▸ **PROBLEM REQUIREMENTS**
Below are entries. Pull out all lines containing "variables".

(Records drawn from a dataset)
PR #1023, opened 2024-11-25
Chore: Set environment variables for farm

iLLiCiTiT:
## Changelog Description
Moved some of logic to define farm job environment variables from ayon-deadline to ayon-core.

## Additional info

...

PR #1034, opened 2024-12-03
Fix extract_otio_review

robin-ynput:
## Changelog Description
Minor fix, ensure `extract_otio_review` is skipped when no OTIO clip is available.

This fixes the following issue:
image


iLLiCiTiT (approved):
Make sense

▸ **ANSWER TO THIS EXERCISE**
Chore: Set environment variables for farm
Moved some of logic to define farm job environment variables from ayon-deadline to ayon-core.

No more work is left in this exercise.